TASK DIRECTIONS :: Give the records again exactly, with every character kept.

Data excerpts
PR #880, opened 2018-01-15
AbsoluteAlchemicalFactory options and CUDA deterministic forces

### LINKED ISSUE #849: Set CUDA platform to use deterministic forces
I just realized we might not be setting CUDA to use deterministic forces/energies. 

We may want to do this at the `openmmtools` level.

The platform property we need to set is `DeterministicForces`:
https://github.com/pandegroup/openmm/blob/master/platforms/cuda/include/CudaPlatform.h#L122-L126

Anytime we are using reweighting methods like MBAR with CUDA, we should be using deterministic energies.

andrrizzi:
I still have to update the `whatsnew` file and the docs, but the implementation is ready for review.
- Add `AbsoluteAlchemicalFactory` options to YAML
- Fix #849: Set CUDA platform to use deterministic forces
- Fixes a bug that we missed when transitioning to Python3 where parallel MPI processes may pick a different counterion to alchemically modify due to the non-deterministic order of dictionaries.

### DIFF
--- a/Yank/experiment.py
+++ b/Yank/experiment.py
@@ -2260,6 +2260,10 @@ class ExperimentBuilder(object):
         else:
             platform = openmm.Platform.getPlatformByName(platform_name)
 
+        # Set CUDA DeterministicForces (necessary for MBAR).
+        if platform_name == 'CUDA':
+            platform.setPropertyDefaultValue('DeterministicForces', 'true')
+
         # Use only a single CPU thread if we are using the CPU platform.
         # TODO: Since there is an environment variable that can control this,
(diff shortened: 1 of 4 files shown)


jchodera:
Thanks! This looks good to me.

And thanks for finally getting that deterministic PME in there. That was certainly degrading our PME endpoint overlap a bit, though I'm not sure if it was responsible for the huge effects you are seeing with charged systems.

andrrizzi:
Thanks for the review!

I need to make more changes for the upcoming choderalab/openmmtools#320. I'll merge this and add them to a separate PR (together with the updated docs) to simplify the review.

PR #885, opened 2018-01-29
 Bring in changes from master for 0.20.1

Lnaden:
Also fixed the function keyword arg from inherited methods.

@jchodera once this is merged in, you can branch from the `sams` branch to put in the SAMS sampler.

@andrrizzi [here is the inspection](https://github.com/choderalab/yank/blob/21c180550896b42534ff29fbba7a3074292b87a4/Yank/utils.py#L1039-L1101) changes I made to get `kwargs`'s defaults from inherited functions. I'm not sure we can do better than this, but I think this is what we need.

### DIFF
--- a/Yank/utils.py
+++ b/Yank/utils.py
@@ -1059,9 +1059,7 @@ def get_keyword_args(function_to_inspect, try_mro_from_class=None):
 
     """
 
-    master_mro_stack = []
-
-    def stack_up_argspec(input_argspec):
+    def extract_kwargs(input_argspec):
         defaults = input_argspec.defaults
         if defaults is None:
             defaults = []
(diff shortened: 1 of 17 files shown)


jchodera:
There's a lot here, but it looks good to me.

Lnaden:
Far less here than it appears, its the merge of what is currently in `master` to the `sams` branch to make sure this branch here (`sams`) is still up to date with the changes we make in in `master`

Yank/utils.py
```diff
@@ -1051,9 +1058,46 @@ def get_keyword_args(function):
...
+        n_args = len(input_argspec.args)
+        # Cycle through the kwargs only
+        cycle_kwargs = input_argspec.args[n_args - n_defaults:]
+        cycle_kwargs = {arg: value for arg, value in zip(cycle_kwargs, defaults)}
+        # Handle the kwonlyargs for calls with `def F(a,b *args, x=True, **kwargs)
+        if input_argspec.kwonlydefaults is not None:
+            cycle_kwargs = {**cycle_kwargs, **input_argspec.kwonlydefaults}
+        return cycle_kwargs
+
+    def build_argspec(input_function, input_cls):
```
andrrizzi: I'm not sure there's the need for recursion and to keep track of the explored classes as `getmro()` should already transform the recursive part of the problem into loop form.

Maybe there's something I'm missing but, what happens with something like this:
```python
argspec = inspect.getfullargspec(function)
kwargs = stack_up_argspec(argspec)

if mro_cls is not None and argspec.varkw is not None:
    try:
        mro = inspect.getmro(mro_cls)
    except AttributeError:
        # No MRO, input_function is not part of a class
        mro = [mro_cls]

    for cls in mro[1:]:
        try:
            parent_function = getattr(cls, function.__name__)
        except AttributeError:
            # class of the MRO does not have the method
            pass
        else:
            argspec = inspect.getfullargspec(parent_function)
            kwargs = {**stack_up_argspec(argspec), **kwargs}
return kwargs
```

Lnaden: Sure, each step of the recursion internally will recursively do the right thing, but its redundant. consider an MRO stack of classes `(X, Y, Z)`.
`X` will queue `Y` and `Z` to search, but `Y` will *also* search `Z`, so `Z` gets searched twice, yields the same result, and the `X` search through `Z` will replace the `Y` search through `Z`. So I made a master MRO list to avoid the extra work.

I see what you mean about the non-recursive search. I'll fix that

Lnaden: I remembered why I wanted the recursion, its so that the `argspec.varkw` could be checked for each MRO and terminated as needed. But I also realize that the way I had it was insufficient since they would all be checked anyways, unless all but one class did not have the `varkw` (`**kwargs)`. It might be fixable with a bunch of cross-mro checks inspecting diffs of the mro lists, but probably not worth putting in at this time.

Lnaden:
Tests pass locally, I'm going to merge since the tests already passed before the minor change I made.

PR #887, opened 2018-01-30
[DO NOT MERGE] Temporarily add script for unbiasing the restraint

andrrizzi:
In this script, I've extended the old `ReplicaExchangeAnalyzer` to unbias a radially symmetric restraint. I'll think about the final design and push the changes to the main analysis code once it is stable again and we have experimented with this a little. For now, this can be used similarly to the current `yank analyze` command
```
python unbiased_analyzer.py -s "path/to/experiment/directory/" -v --energy-cutoff=3
```
the `--energy-cutoff` argument is in kT and optional.

A couple of things I'd like to run by someone to verify that I'm doing the correct thing.
1. I'm unbiasing both the `lambda=1` and the `lambda=0` state by adding two extra unsampled states to the energy matrix.
2. I'm "unbiasing" also the standard state correction, which basically means that the restraint is reduced to a squared well, where the hard wall is placed according to the given cutoff. If no cutoff is provided, I'm computing the standard deviation as `-log(box_volume/standard_volume)`.

One thing I realized working on this is that our current design doesn't make it easy to read information from and manipulate our custom forces. It currently requires a lot of poorly extensible guesswork. I think we should encapsulate some of the logic currently inside our factories in actual force objects. I'll open an issue on `openmmtools` to discuss this separately.

### DIFF
--- a/scripts/unbiased_analyzer.py
+++ b/scripts/unbiased_analyzer.py
@@ -1,0 +1,609 @@
+#!/usr/local/bin/env python
+
+import os
+import copy
+import scipy
+import logging
+
+import yaml
+import numpy as np
+
+import mdtraj
+import pymbar
+from simtk import openmm, unit as unit
+import openmmtools as mmtools
+import yank.restraints
+from yank import analyze, repex, utils
+
+logger = logging.getLogger(__name__)
+
+
+def get_restraint_force(system):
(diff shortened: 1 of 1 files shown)


andrrizzi:
This can be closed now that this analysis has been integrated into YANK (see #915).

EXERCISE ANSWER ::
PR #880, opened 2018-01-15
AbsoluteAlchemicalFactory options and CUDA deterministic forces

### LINKED ISSUE #849: Set CUDA platform to use deterministic forces
I just realized we might not be setting CUDA to use deterministic forces/energies. 

We may want to do this at the `openmmtools` level.

The platform property we need to set is `DeterministicForces`:
https://github.com/pandegroup/openmm/blob/master/platforms/cuda/include/CudaPlatform.h#L122-L126

Anytime we are using reweighting methods like MBAR with CUDA, we should be using deterministic energies.

andrrizzi:
I still have to update the `whatsnew` file and the docs, but the implementation is ready for review.
- Add `AbsoluteAlchemicalFactory` options to YAML
- Fix #849: Set CUDA platform to use deterministic forces
- Fixes a bug that we missed when transitioning to Python3 where parallel MPI processes may pick a different counterion to alchemically modify due to the non-deterministic order of dictionaries.

### DIFF
--- a/Yank/experiment.py
+++ b/Yank/experiment.py
@@ -2260,6 +2260,10 @@ class ExperimentBuilder(object):
         else:
             platform = openmm.Platform.getPlatformByName(platform_name)
 
+        # Set CUDA DeterministicForces (necessary for MBAR).
+        if platform_name == 'CUDA':
+            platform.setPropertyDefaultValue('DeterministicForces', 'true')
+
         # Use only a single CPU thread if we are using the CPU platform.
         # TODO: Since there is an environment variable that can control this,
(diff shortened: 1 of 4 files shown)


jchodera:
Thanks! This looks good to me.

And thanks for finally getting that deterministic PME in there. That was certainly degrading our PME endpoint overlap a bit, though I'm not sure if it was responsible for the huge effects you are seeing with charged systems.

andrrizzi:
Thanks for the review!

I need to make more changes for the upcoming choderalab/openmmtools#320. I'll merge this and add them to a separate PR (together with the updated docs) to simplify the review.

PR #885, opened 2018-01-29
 Bring in changes from master for 0.20.1

Lnaden:
Also fixed the function keyword arg from inherited methods.

@jchodera once this is merged in, you can branch from the `sams` branch to put in the SAMS sampler.

@andrrizzi [here is the inspection](https://github.com/choderalab/yank/blob/21c180550896b42534ff29fbba7a3074292b87a4/Yank/utils.py#L1039-L1101) changes I made to get `kwargs`'s defaults from inherited functions. I'm not sure we can do better than this, but I think this is what we need.

### DIFF
--- a/Yank/utils.py
+++ b/Yank/utils.py
@@ -1059,9 +1059,7 @@ def get_keyword_args(function_to_inspect, try_mro_from_class=None):
 
     """
 
-    master_mro_stack = []
-
-    def stack_up_argspec(input_argspec):
+    def extract_kwargs(input_argspec):
         defaults = input_argspec.defaults
         if defaults is None:
             defaults = []
(diff shortened: 1 of 17 files shown)


jchodera:
There's a lot here, but it looks good to me.

Lnaden:
Far less here than it appears, its the merge of what is currently in `master` to the `sams` branch to make sure this branch here (`sams`) is still up to date with the changes we make in in `master`

Yank/utils.py
```diff
@@ -1051,9 +1058,46 @@ def get_keyword_args(function):
...
+        n_args = len(input_argspec.args)
+        # Cycle through the kwargs only
+        cycle_kwargs = input_argspec.args[n_args - n_defaults:]
+        cycle_kwargs = {arg: value for arg, value in zip(cycle_kwargs, defaults)}
+        # Handle the kwonlyargs for calls with `def F(a,b *args, x=True, **kwargs)
+        if input_argspec.kwonlydefaults is not None:
+            cycle_kwargs = {**cycle_kwargs, **input_argspec.kwonlydefaults}
+        return cycle_kwargs
+
+    def build_argspec(input_function, input_cls):
```
andrrizzi: I'm not sure there's the need for recursion and to keep track of the explored classes as `getmro()` should already transform the recursive part of the problem into loop form.

Maybe there's something I'm missing but, what happens with something like this:
```python
argspec = inspect.getfullargspec(function)
kwargs = stack_up_argspec(argspec)

if mro_cls is not None and argspec.varkw is not None:
    try:
        mro = inspect.getmro(mro_cls)
    except AttributeError:
        # No MRO, input_function is not part of a class
        mro = [mro_cls]

    for cls in mro[1:]:
        try:
            parent_function = getattr(cls, function.__name__)
        except AttributeError:
            # class of the MRO does not have the method
            pass
        else:
            argspec = inspect.getfullargspec(parent_function)
            kwargs = {**stack_up_argspec(argspec), **kwargs}
return kwargs
```

Lnaden: Sure, each step of the recursion internally will recursively do the right thing, but its redundant. consider an MRO stack of classes `(X, Y, Z)`.
`X` will queue `Y` and `Z` to search, but `Y` will *also* search `Z`, so `Z` gets searched twice, yields the same result, and the `X` search through `Z` will replace the `Y` search through `Z`. So I made a master MRO list to avoid the extra work.

I see what you mean about the non-recursive search. I'll fix that

Lnaden: I remembered why I wanted the recursion, its so that the `argspec.varkw` could be checked for each MRO and terminated as needed. But I also realize that the way I had it was insufficient since they would all be checked anyways, unless all but one class did not have the `varkw` (`**kwargs)`. It might be fixable with a bunch of cross-mro checks inspecting diffs of the mro lists, but probably not worth putting in at this time.

Lnaden:
Tests pass locally, I'm going to merge since the tests already passed before the minor change I made.

PR #887, opened 2018-01-30
[DO NOT MERGE] Temporarily add script for unbiasing the restraint

andrrizzi:
In this script, I've extended the old `ReplicaExchangeAnalyzer` to unbias a radially symmetric restraint. I'll think about the final design and push the changes to the main analysis code once it is stable again and we have experimented with this a little. For now, this can be used similarly to the current `yank analyze` command
```
python unbiased_analyzer.py -s "path/to/experiment/directory/" -v --energy-cutoff=3
```
the `--energy-cutoff` argument is in kT and optional.

A couple of things I'd like to run by someone to verify that I'm doing the correct thing.
1. I'm unbiasing both the `lambda=1` and the `lambda=0` state by adding two extra unsampled states to the energy matrix.
2. I'm "unbiasing" also the standard state correction, which basically means that the restraint is reduced to a squared well, where the hard wall is placed according to the given cutoff. If no cutoff is provided, I'm computing the standard deviation as `-log(box_volume/standard_volume)`.

One thing I realized working on this is that our current design doesn't make it easy to read information from and manipulate our custom forces. It currently requires a lot of poorly extensible guesswork. I think we should encapsulate some of the logic currently inside our factories in actual force objects. I'll open an issue on `openmmtools` to discuss this separately.

### DIFF
--- a/scripts/unbiased_analyzer.py
+++ b/scripts/unbiased_analyzer.py
@@ -1,0 +1,609 @@
+#!/usr/local/bin/env python
+
+import os
+import copy
+import scipy
+import logging
+
+import yaml
+import numpy as np
+
+import mdtraj
+import pymbar
+from simtk import openmm, unit as unit
+import openmmtools as mmtools
+import yank.restraints
+from yank import analyze, repex, utils
+
+logger = logging.getLogger(__name__)
+
+
+def get_restraint_force(system):
(diff shortened: 1 of 1 files shown)


andrrizzi:
This can be closed now that this analysis has been integrated into YANK (see #915).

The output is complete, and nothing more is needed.